Related Pulications:VLDB06, Operating System Review06

4.3. Awards

Best Paper Award: Hanghang Tong, Christos Faloutsos, and Jia-Yu Pan Fast Random Walk with Restart and Its Applications ICDM 2006, Hong Kong.
Best Paper Award: Jimeng Sun, Yinglian Xie, Hui Zhang and Christos Faloutsos Less is More: Compact Matrix Decomposition for Large Sparse Graphs SIAM Data Mining, Minneapolis, MN, USA, April 2007.
Best Student Paper Award: Jure Leskovec, Andreas Krause, Carlos Guestrin, Christos Faloutsos, Jeanne VanBriesen, and Natalie Glance Cost-effective Outbreak Detection in Networks ACM SIGKDD Conference, San Jose, CA, August 2007.
Best Research paper award: Krause, A., Leskovec, J., Guestrin, C., VanBriesen, J., Faloutsos, C. Efficient Sensor Placement Optimization for Securing Large Water Distribution Networks ASCE Journal of Water Resources Planning and Management, 134(6): 516-526, 2008.
2008 ACM-KDD best dissertation award (runner up): Jimeng Sun, "Incremental Pattern Discovery on Streams, Graphs and Tensors", (2007). CMU-CS-07-149, CS, CMU
2009 ACM-KDD best dissertation award: Jurij (Jure) Leskovec, "Dynamics of large networks", (2008). CMU-ML-08-111, MLD, SCS, CMU

4.4. Out-reach - presentations and tutorials

We are in contact with E-bay and Symantec for further collaborations on fraud detection. Mr. Chau attracted a prestigious Symantec Research Labs fellowship., 2 years in a row.
The PI and colleagues gave a tutorial on tensor analysis in multiple conferences (SDM'07, ICML'07, KDD'07, SIGMOD'07) [Christos Faloutsos, Tamara Kolda, Jimeng Sun].
Additional tutorials on blog analysis and graph mining have been presented in WWW'08 (with Jure Leskovec), ICWSM'08 (with Mary McGlohon) , CIKM'08 and ICDE'09 (with Hanghang Tong)
The PI has also given several invited and/or distinguished lectures on data mining and graph mining (Kent State U., Florida Int. U., Lawrence Livermore Nat. Labs, Purdue, in 2007; Georgia Tech in 2008; PAKDD 2008; MMDS 2008, IMC 2008)

4.5. In the news

NETPROBE : Our 'NetProbe' system is spots the 'non-delivery' type of fraud in electronic auctions. The project attracted media attention ( Wall Street Journal Online, Los Angeles Times, USA Today, Washington Post, etc). Specifically, 'NetProbe' [Pandit+, WWW07] is able to spot sellers that are prone to commit the 'non-delivery' type of fraud.

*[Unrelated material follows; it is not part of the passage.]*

PR #4380, opened 2026-06-17
fix: allow git commands in workspace subdirectories

HaisamAbbas:
The shell safety guard in _guard_command() checked extracted absolute paths only against cwd_path (the command's working directory).  When cwd was a subdirectory like ~/.nanobot/workspace/obsidian_notes, any absolute path referencing the broader workspace (e.g. a sibling directory or the workspace root itself) was incorrectly blocked with "path outside working dir".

The idea is that such sellers usually have 'accomplices', that is, nodes with good reputation, who have never committed any fraud, but are willing to give good feedback scores to the fraudsters-to-be. Our approach is based on the observation that frauster-accomplice nodes form near-perfect bi-partite cores, and our belief-propagation algorithm is able to spot such cores with high accuracy.

Last updated: June 3, 2009,, by Christos Faloutsos.